### Required action
Until the line containing "but I have problems" has been reproduced, keep reproducing each line of the material below exactly, starting with the first.

..............................

PR #1177, opened 2022-11-22
Migrate to emscripten

jeetiss:


javascript/sources/Node.cc
```diff
@@ -331,9 +331,8 @@ Value Node::getPadding(int edge) const {
       YGNodeStyleGetPadding(m_node, static_cast<YGEdge>(edge)));
 }
 
-Value Node::getGap(int gutter, ) {
-  return Value::fromYGValue(
-      YGNodeStyleGetGap(m_node, static_cast<YGGutter>(gutter)));
+float Node::getGap(int gutter) {
+  return YGNodeStyleGetGap(m_node, static_cast<YGGutter>(gutter));
```
jacobp100, line 335: I left these as `YGValues` in the hope that in the future, we add support for percentages. I just couldn't figure it out at the time

jeetiss:
@NickGerleman hello, I'm back

The bindings are ready so let's discuss the migration and the next steps.

- I just replaced `nbind` with `embind` and removed all `nbind` code. Is it okay or it would be better to maintain both versions while migrating?

- I wanna provide separate `dev` (with some additional assertions and checks) and `prod` (minified and with optimizations) bundles, so I need some bundler (rollup). What do you think about that? maybe you have suggestions here.

- I don't know what to do with CI. Can I setup GitHub action for testing like [this](https://github.com/jeetiss/exp-emscripten/blob/main/.github/workflows/test.yaml)  or it is not a big deal rn?

javascript/sources/Node.cc
jeetiss: this makes sense now, thanks for the clarification

but I have problems with types `YGNodeStyleGetGap` returns `float` that can't be converted with Value::fromYGValue

jeetiss: I think that is better to fix `YGNodeStyleGetGap` first, it should return `YGValue`

I can't pick the unit for this type now (should it be undefined or auto or digit?)

jacobp100: Ah ok - didn't realise the these functions were inconsistent. The unit is `YGUnitPoint`

NickGerleman:
This is incredible! I will take a close look soon. 

I think it is okay to fully replace nbind. It has been a long time since folks used it for Node native module versions of Yoga compared to packages like yoga-layout-prebuilt, so it is better imo to have something working, compared to full parity.

Re dev vs prod, I know Emscripten has options for what it emits (it will already minify), so I’m guessing the extra bits would be for the JavaScript frontend to it? If we can avoid the complexity, it might be better to distribute the package without running through another bundler, then the consuming project could bundle using the bundler they are already using.

I’d love it if we could add GitHub Actions validation, but I know it isn’t present right now. There are some workflows I added recently that could be pattern matched, and it would document how we are running tests against this. The website build is currently using the last published version of yoga-layout instead of the one in the repo too, so we don’t get validation from the website build job (tried to move this to workspaces recently but the website setup needs some serious renovation to support it).

jeetiss:
I got the warning 

```
warning: undefined symbol: _ZN8facebook4yoga24LayoutPassReasonToStringENS0_16LayoutPassReasonE (referenced by top-level compiled C/C++ code)
```

do you have any idea why it is here and maybe it can be fixed

NickGerleman:
> I got the warning
> 
> ```
> warning: undefined symbol: _ZN8facebook4yoga24LayoutPassReasonToStringENS0_16LayoutPassReasonE (referenced by top-level compiled C/C++ code)
> ```
> 
> do you have any idea why it is here and maybe it can be fixed

I think this means the build isn’t picking up [yoga/event/event.cpp](https://github.com/facebook/yoga/blob/acbffc8485bc230087ce23b2cb86551e1fa322d7/yoga/event/event.cpp).

javascript/sources/Node.cc
nicoburns: > I left these as YGValues in the hope that in the future, we add support for percentages. I just couldn't figure it out at the time

@jacobp100 I added in support for percentage gaps when I ported your gap changes to [Taffy](https://github.com/DioxusLabs/taffy) (a rust flexbox library originally based off of Yoga). Diff is [here](https://github.com/DioxusLabs/taffy/pull/248/files#diff-78a705bd422b6ec7ece906ca29973427ec10834766ca5bf1609459f0e4f539d5) if it helps you figure things out.

NickGerleman: That seems like a great help 🙂.

During H1 2023 I have some work on my plate to try to port some of the layout examples in WPT to Yoga compatible fixtures as well. Seems like a great resource for validating correctness of new layout props outside the context of browsers.

NickGerleman (commented):
I'm super grateful for this work. Given how the nbind version was long-term broken, we should be aggressive in taking improvements here.

If you don't mind, I'm going to try to push a commit to this PR adding the `yarn test` script you wrote to GitHub workflows. The previous lack of coverage for bindings let a lot of bad code slip into them, so if we have a working test script, it would help to both protect the change and demonstrate it is working when I import it 🙂.

javascript/Makefile
```diff
@@ -0,0 +1,32 @@
...
+		-s USE_CLOSURE_COMPILER=1 \
+		-s USE_ES6_IMPORT_META=0 \
+		-s MODULARIZE=1 \
+		-s ASSERTIONS=0 \
+		-s ALLOW_MEMORY_GROWTH=1 \
+		-s DYNAMIC_EXECUTION=0 \
+		-s TEXTDECODER=0 \
+		-s ENVIRONMENT='web' \
+		-s FILESYSTEM=0 \
+		-s MALLOC="emmalloc" \
```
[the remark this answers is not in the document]
NickGerleman: Testing locally:
emmalloc: 165kb
dlmalloc: 173kb

javascript/Makefile
```diff
@@ -0,0 +1,32 @@
+CC=emcc
+
+all: clean dir asm
+
+asm:
+	$(CC) sources/yoga/*.cpp sources/yoga/**/*.cpp sources/*.cc \
+		--bind \
+		-Isources \
+		-g0 \
+		-Os \
```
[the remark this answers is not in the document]
NickGerleman: Disabling exceptions and RTTI saves 10kb. LTCG does not lead to size savings, but is best practice for performance so I am tempted to think we should enable it (despite impact to build perf).

javascript/Makefile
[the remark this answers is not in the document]
jeetiss: Yes, I tested it too and it doesn't affect the perf

javascript/Makefile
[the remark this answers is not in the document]
jeetiss: yep, sure `emcc` build takes 2 times longer but it definitely makes sense

thanks for suggestion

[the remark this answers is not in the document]
jeetiss: 🚀

[Снимок экрана 2022-12-22 в 13 08 02](https://github.com/jeetiss/yet-another-yoga-layout-fork/pull/10)

NickGerleman:
I pushed a couple of changes here:
1. We have passing tests in GitHub Actions now 🎉
2. We build separate targets for asm.js and wasm.js, defaulting to asm.js for compat, but allowing platforms supporting wasm to use the wasm entrypoint from the export map (if using a modern bundler or Node). Anecdotally, the WASM build of tests ran in about half the time of the asm.js version.
3. Updated the babel versions, transforms. The old version didn't recognize Flow syntax to reexport all types, which I wanted to add to avoid duplication in the multiple entrypoints.

NickGerleman:
Here is the performance difference between asm.js and wasm being run by Node from the scenarios in the run-bench script. 
image

nicoburns:
> Here is the performance difference between asm.js and wasm being run by Node from the scenarios in the run-bench script.

Interesting. I'm not sure how representative these benchmarks are, but ~13ms for the "huge nested layout" was also what I was getting by using the `yoga-layout-prebuilt` package from NPM (although I was only measuring layout computation time and not including the tree setup time there).

I can't understand why "Align stretch in undefined axis" is so slow though. That only has 10 nodes (compared to 10,000 for the huge nested layout)! Admittedly it's not the same benchmark, but I was able to run a variant of the "huge nested layout" with depth of 1 instead of depth of 4 (so 10^1 = 10 rather than 10^4 = 10,000 nodes) in ~45 *micro* seconds.

One thing I did notice when benchmarking `yoga-layout-prebuilt` was that there seemed to be a fixed ~30ms penalty the first time I called `calculate_layout()` (can't remember exact name in yoga) in a given run (this happened even if other functions to setup nodes had already been called. I wonder if a similar penalty might be skewing the results here. I would say that the results of the 4 benchmarks are suspiciously similar.

NickGerleman:
I haven't tried to debug it to see if it is working as expected, but there is some mention in the script on skipping the first few iterations to avoid one-time costs, then averaging the rest.

Some of the tests I can see like "Align stretch in undefined axis" add 2000 child nodes under the root node, so there still is a lot there. That 2000 node count is the same for other tests, but "huge nested layout" is triply nested of 6 children it looks like.

nicoburns:
> Some of the tests I can see like "Align stretch in undefined axis" add 2000 child nodes under the root node, so there still is a lot there.

Ah, I can what I've done here. I'm reading the C benchmarks and assuming the JavaScript benchmarks are the same! The C benchmarks with the same name is only using 10 child nodes. These numbers make a lot more sense at a count of 2000 nodes.

NickGerleman:
Looking at the detail of Chrome not allowing synchronous compilation of WebAssembly files> 4KB, we should bite the bullet and change the bindings to require async initialization I think.

NickGerleman:
I think it would be reasonable to have a `yoga-layout/sync` documented in the readme which points to a synchronously obtained asmjs build. Technically, we could go further and have both sync and async asmjs and wasm builds, since Node doesn't have the same sync compilation limitation that Chrome does. So we could have a default async variant, then the sync one would be the same export map as the async one, minus browsers getting the asmjs version.

NickGerleman:
@jeetiss What do you think of a design where we:
1. Package 4x entrypoints, for the matrix of sync/async and asm/wasm
2. The default entrypoint provides a version where the user needs to call `await Yoga.load()` or similar to allow for async wasm compilation. Default to wasm for node, browser, but default to asm elsewhere or for old clients that don't understand export maps.
3. A `/sync` entrypoint provides the legacy sync API, but falls back to asm.js on browsers to allow it (at a size/performance cost), but we still let Node use sync wasm compilation

This change in general is a breaking API change compared to the last package, and means semver wise we ideally ought to do a `yoga@2.0.0` (hoping it doesn't create confusion as Yoga 2 is a bit overloaded lol). I still don't have a publishing pipeline set up, and might end up just starting with Maven/npm since the Apple/YogaKit build is not in a great state and I haven't built the context to really critically understand the set of problems and fixes for it.

After this change, but before we publish that new breaking version, it might make sense to make the change to `YGNodeStyleGetGap` to move to `YGValue` (@jacobp100).

Also want to apologize for commandeering this PR a bit 😅. Original goal was just to add GitHub actions/apply the flag changes, but I got a little carried away hacking at this and trying to understand everything here.

jeetiss:
@NickGerleman sounds awesome, I am glad that you are pushing this forward 🚀

PR #1189, opened 2022-12-09
Update Yoga.cpp

jacobp100:
Just to see test results on CI


jacobp100:
@cortinico are you able to give me approval to run the workflows?

NickGerleman:
> @cortinico are you able to give me approval to run the workflows?

I started this off. But the CI run in OSS doesn’t run the unit tests. I’m going to prioritize finally getting the GTest UTs running in OSS again before I take holiday off after the end of this week.

NickGerleman:
I will pull this so I can report UT results.

NickGerleman:
It looks like this change is passing all UTs 👍

NickGerleman:
It's... not the properly debuggable C++ build just yet, but FYI @jacobp100 @intergalacticspacehighway that tests generated from the fixtures should now be run in the "JavaScript / Test" workflows. Still working to get the rest of the suite enabled and a better local experience.

NickGerleman:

..............................

### Result of the exercise
PR #1177, opened 2022-11-22
Migrate to emscripten

jeetiss:


javascript/sources/Node.cc
```diff
@@ -331,9 +331,8 @@ Value Node::getPadding(int edge) const {
       YGNodeStyleGetPadding(m_node, static_cast<YGEdge>(edge)));
 }
 
-Value Node::getGap(int gutter, ) {
-  return Value::fromYGValue(
-      YGNodeStyleGetGap(m_node, static_cast<YGGutter>(gutter)));
+float Node::getGap(int gutter) {
+  return YGNodeStyleGetGap(m_node, static_cast<YGGutter>(gutter));
```
jacobp100, line 335: I left these as `YGValues` in the hope that in the future, we add support for percentages. I just couldn't figure it out at the time

jeetiss:
@NickGerleman hello, I'm back

The bindings are ready so let's discuss the migration and the next steps.

- I just replaced `nbind` with `embind` and removed all `nbind` code. Is it okay or it would be better to maintain both versions while migrating?

- I wanna provide separate `dev` (with some additional assertions and checks) and `prod` (minified and with optimizations) bundles, so I need some bundler (rollup). What do you think about that? maybe you have suggestions here.

- I don't know what to do with CI. Can I setup GitHub action for testing like [this](https://github.com/jeetiss/exp-emscripten/blob/main/.github/workflows/test.yaml)  or it is not a big deal rn?

javascript/sources/Node.cc
jeetiss: this makes sense now, thanks for the clarification

but I have problems with types `YGNodeStyleGetGap` returns `float` that can't be converted with Value::fromYGValue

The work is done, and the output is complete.